There are many things that can lead to measurement differences at such sensitive levels. Unit to unit manufacturing variation, temperature, susceptibility to RF, conducted RF on the interconnects, radiated RF and how they affect other gear in the set up, even the cleanliness of the AC.
@amirm and
@WolfX-700 take care with their test set ups, and so represent a more ideal case. Buyers of gear need to recognize that their particular situation may note be so ideal, and this level of performance may not be possible. For example, as Amir has shown, so much consumer gear doesn't go through proper RF (FCC or otherwise) testing so there's no knowing how your other gizmos are bombing each other with RF, or how good they are at rejecting being bombed. Rf can modulate down to the audio band and raise the noise and add spurious low level tones. Ground loops between pc and other gear can cause noise floors to raise and USB frame rates (8kHz) to be visible on the plots.

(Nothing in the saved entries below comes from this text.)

PR #1746, opened 2020-09-25
[Automated] Upgrade to latest dependencies

mattmoor:
Produced via:
```shell
./hack/update-deps.sh --upgrade
./hack/update-codegen.sh
```
/cc n3wscott vagababov
/assign n3wscott vagababov

PR #1753, opened 2020-09-29
Fix the racy test.

vagababov:
The problem is that the original test presumed the 2 other backgound calls have
finished already.
Which is not really true always.
E.g. here: https://github.com/knative/pkg/pull/1746/checks?check_run_id=1179720602
So just wait for all 3 items that we expect to pass.

Also other nits around the file

/assign mattmoor


vagababov:
unrelated 💣 
/retest

vagababov:
cc @evankanderson  — exporter seems to flare up again
/retest

tcnghia (approved):
/lgtm

PR #1754, opened 2020-09-29
Format optimization cleanup

vagababov:
Running the script at test items first
The script is smart enough not to capture '\n%s' for proper diff printing even :-)

Note that `t.X()` methods always put a space between the output items, vs what `fmt` does (only if next param is not string) and zap (never).

/assign mattmoor


mattmoor (commented):
/lgtm

vagababov:
Unrelated downstream failure... flake.

tcnghia (approved):
/lgtm

PR #1755, opened 2020-09-29
Fix fmt and logger formatting

vagababov:
/assign mattmoor @tcnghia


vagababov:
I had to apply a lot of coercing to the pkg/apis/tests.

Should pass the tests now.

mattmoor (commented):
/lgtm

PR #1757, opened 2020-09-29
Delay informer start after controller.

### LINKED ISSUE #1756: PR #1658 is preventing resync period of informer to be overwritten
/kind bug

PR #1658 changes the order of informer setup and controller setup, however the resync period of informer can only be overwritten before the informer is started. As a result, all the event handler with customized resync period will have the default of 10 hours resync period after this PR.

## Expected Behavior

Event handlers in `AddEventHandlerWithResyncPeriod` with resync period set to 5 mins should get called every 5 mins.

## Actual Behavior

The event handlers above will only get called every 10 hours or whatever the k8s default has.

In any controller code using `Informer().AddEventHandlerWithResyncPeriod` add resync period of 5 mins, following error will be found when the controller is started.

`W0922 21:37:44.196866 1 shared_informer.go:461] resyncPeriod 300000000000 is smaller than resyncCheckPeriod 36000000000000 and the informer has already started. Changing it to 36000000000000`

zhongduo:
Starting informer before controller will cause resync period set
in the informer not respected, this commit makes EnableInjectionOrDie
to return informers so that the callers can delay the start of the
informer.

Fix #1756

### DIFF
--- a/injection/sharedmain/main.go
+++ b/injection/sharedmain/main.go
@@ -127,9 +127,8 @@ func GetLeaderElectionConfig(ctx context.Context) (*leaderelection.Config, error
 	return leaderelection.NewConfigFromConfigMap(leaderElectionConfigMap)
 }
 
-// EnableInjectionOrDie enables Knative Injection and starts the informers.
-// Both Context and Config are optional.
-func EnableInjectionOrDie(ctx context.Context, cfg *rest.Config) context.Context {
+// InjectionSetup sets up the context and informers.
+func InjectionSetup(ctx context.Context, cfg *rest.Config) (context.Context, []controller.Informer) {
 	if ctx == nil {
 		ctx = signals.NewContext()
 	}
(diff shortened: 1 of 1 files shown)


injection/sharedmain/main.go
```diff
@@ -146,18 +146,7 @@ func EnableInjectionOrDie(ctx context.Context, cfg *rest.Config) context.Context
 	}
 	ctx = injection.WithConfig(ctx, cfg)
 
-	ctx, informers := injection.Default.SetupInformers(ctx, cfg)
-
-	// Start the injection clients and informers.
-	logging.FromContext(ctx).Info("Starting informers...")
-	go func(ctx context.Context) {
```
n3wscott, line 153: The whole point of this method is to start the informers here and not need to duplicate that code in the caller. 

Perhaps we can pass a delay config in the inbound context object instead? The goal is to reduce the amount of special code each injection enabled cmd needs to run. `MainWithConfig` is just one simple example.

Another example of integration: https://github.com/knative-sandbox/eventing-rabbitmq/blob/56208970df1d5db5526a12137d54ea16b37fe149/test/e2e/cmd/recorder/main.go#L32

I don't want to have to copy the informer startup code in all the places I have called enable injection.

injection/sharedmain/main.go
```diff
@@ -129,7 +129,7 @@ func GetLeaderElectionConfig(ctx context.Context) (*leaderelection.Config, error
 
 // EnableInjectionOrDie enables Knative Injection and starts the informers.
 // Both Context and Config are optional.
-func EnableInjectionOrDie(ctx context.Context, cfg *rest.Config) context.Context {
+func EnableInjectionOrDie(ctx context.Context, cfg *rest.Config) (context.Context, []controller.Informer) {
```
n3wscott, line 132: This is a breaking api change for all things that already use this and we can't do that for all the downstreams.

/hold

leaderelection/chaosduck/main.go
```diff
@@ -117,8 +118,10 @@ func quack(ctx context.Context, kc kubernetes.Interface, component string, leade
 
 func main() {
 	ctx := signals.NewContext()
-	ctx = sharedmain.EnableInjectionOrDie(ctx, nil)
-
+	ctx, informers := sharedmain.EnableInjectionOrDie(ctx, nil)
+	if err := controller.StartInformers(ctx.Done(), informers...); err != nil {
```
n3wscott, line 122: yeah ^ exactly, I don't want to need to copy this chunk of code in the dozens of places `EnableInjectionOrDie` is used.

injection/sharedmain/main.go
zhongduo: Delaying the start of goroutine might be a little bit tricky. If we use a magic time duration, then it might cause lots of unit test to fail. If we use a signal instead, then we still need to change all the downstream codes to signal start, which is same as calling `StartInformers` directly.

leaderelection/chaosduck/main.go
zhongduo: Same here, will it be better if the `EnableInjectionOrDie` function return a start function instead of `[]informers`, so downstream just need to call a function instead of this chunk of code? I do know this will still break the API.

injection/sharedmain/main.go
zhongduo: I guess this logic only works if `StartInformers` is called immediately after this function. At least `sharedmain` does not do that, so it needs to be reverted. Callers like `chaosduck/main.go` however seems less a problem, though I still think it should be fixed.

injection/sharedmain/main.go
n3wscott: Please check this PR again. I think I prefer a single method that returns a callback over two new methods.

zhongduo:
Closing this because the fix is done in #1772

For another example, my home has bad AC feed, and is in a RF hot zone. I characterized the RTX6001 in my home environment:
https://www.audiosciencereview.com/...udio-measurement-gear.113/page-12#post-153972
Just changing the RTX's power cord to a lower gauge with slightly poorer shielding increased the power line harmonics in loopback by 5 to 10 dB.
Temperature dependence is also a gremlin, especially when a device is using highly sensitive I/V converters (current noise is tough to stabilize over temp). Here are two measurements I took of a Lite Dac Ah back in '06 (using just a SB card), one at room temp, one after 20 mins in the freezer (not that cold).
By all means it'll be interesting to see where this leads and maybe it'll lead to a lesson learned to not accept gear from manufacturers (especially after the cherry picked pot). But I bring this up to hopefully ease minds to not to worry so much about such small measured differences and how it'll affect your listening pleasure (it won't).